Pendant assez longtemps, il n’y avait aucune instance de formation pour la branche. Ce sont les syndicats et la Fepem, qui ont bataillé auprès du ministère, pour créer en 1994  le premier institut de formation du secteur de l’emploi à domicile, qui a ensuite été renommé Ipéria en 2011.

C’est Marie Beatrice Levaux, bien avant qu’elle ne prenne la présidence de la Fepem, qui a porté ce combat et s’y est investie personnellement. Le lancement a été compliqué, faute de moyens, notamment pour embaucher des salariés, mais au bout d’un an, cela a commencé à démarrer et puis progressivement cela a continué de prospérer. Il faut dire qu’il y avait de vrais freins de mentalités :  certains ne concevaient pas que les salariés travaillant à domicile aient droit, eux aussi, à une formation spécifique, comme les autres.
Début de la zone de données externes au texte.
PR #835, opened 2016-09-19
[BACKLOG-10265] Promoting `dynamicAttributes` to public and moving it…

dcleao:
… to `pentaho.type.Type`.

* Adding `isVisualKey` attribute to visual roles.
* Fix definition of PointAbstract "rows" visual role as always an `isVisualKey`.
* Added new types `pentaho.type.Application` and `pentaho.type.Model`. The `pentaho.visual.base.Model` now extends from the latter.

Merge together with https://github.com/pentaho/pentaho-det/pull/328 and https://github.com/pentaho/pentaho-det-ee/pull/191.

### DIFF
--- a/package-res/resources/web/pentaho/type/model.js
+++ b/package-res/resources/web/pentaho/type/model.js
@@ -1,0 +1,98 @@
+/*!
+ * Copyright 2010 - 2016 Pentaho Corporation. All rights reserved.
+ *
+ * Licensed under the Apache License, Version 2.0 (the "License");
+ * you may not use this file except in compliance with the License.
+ * You may obtain a copy of the License at
+ *
+ * http://www.apache.org/licenses/LICENSE-2.0
+ *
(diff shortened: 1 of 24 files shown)


package-res/resources/web/pentaho/type/model.js
```diff
@@ -0,0 +1,98 @@
...
+           *
+           * @name application
+           * @memberOf pentaho.type.Model#
+           * @type {pentaho.type.Application}
+           */
+          {
+            name: "application",
+            type: "pentaho/type/application"
+          }
+        ]
```
nantunes: And the other fields referred in IModel.jsdoc? Or is it unrelated and I'm making confusion?

nantunes: Maybe I'm mixing the Model and VisualModel... But the IModel.jsdoc seems to apply to both.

Peu à peu, le nombre d’organismes de formation labellisés partout en France s’est étoffé, le catalogue de formations s’est développé, et cela fait maintenant trente ans que les titres de certifications professionnels du secteur sont inscrits au RNCP (répertoire national des certifications professionnelles). C’est une reconnaissance importante.

On entend souvent parler de crise de vocations pour les engagements dans les instances fédérales, syndicales ou prud’hommales. Vous qui connaissez de l’intérieur ces arcanes, qu’en pensez-vous

C’est une réalité, ces mandats peuvent être compliqués à pourvoir. Ils sont pourtant essentiels au bon fonctionnement de notre société civile. Ce type d’engagement est avant tout citoyen, tourné vers le sens de l’intérêt collectif.

Pourtant, d’après mon vécu, ce sont aussi des aventures humaines incroyablement enrichissantes. Via mon engagement à la Fepem, j’ai rencontré des personnes inspirantes, qui m’ont poussée à gagner en expertise et prendre des responsabilités. L’une d’elle est devenue ma « sœur de cœur ». De plus, quand vous dialoguez au long cours avec des représentants syndicaux, que vous siégez dans les mêmes instances d’année en année, vous tissez avec vos interlocuteurs une véritable relation de respect mutuel, qui est essentielle à la qualité du dialogue social.

Anne Lesage Déléguée Fepem Île-de-France et Anita Poutard
Anne Lesage Déléguée Fepem Île-de-France et Anita Poutard

Quel regard portez-vous sur la trajectoire de la Fepem et du secteur en près de 50 ans ?

J’ai vu grandir cette fédération depuis la fin des années 70, quand elle n’avait que deux permanentes salariées et une juriste à mi-temps : le chemin parcouru est considérable ! La dernière convention collective unifiée pour l’ensemble de la branche en est une clé de voûte.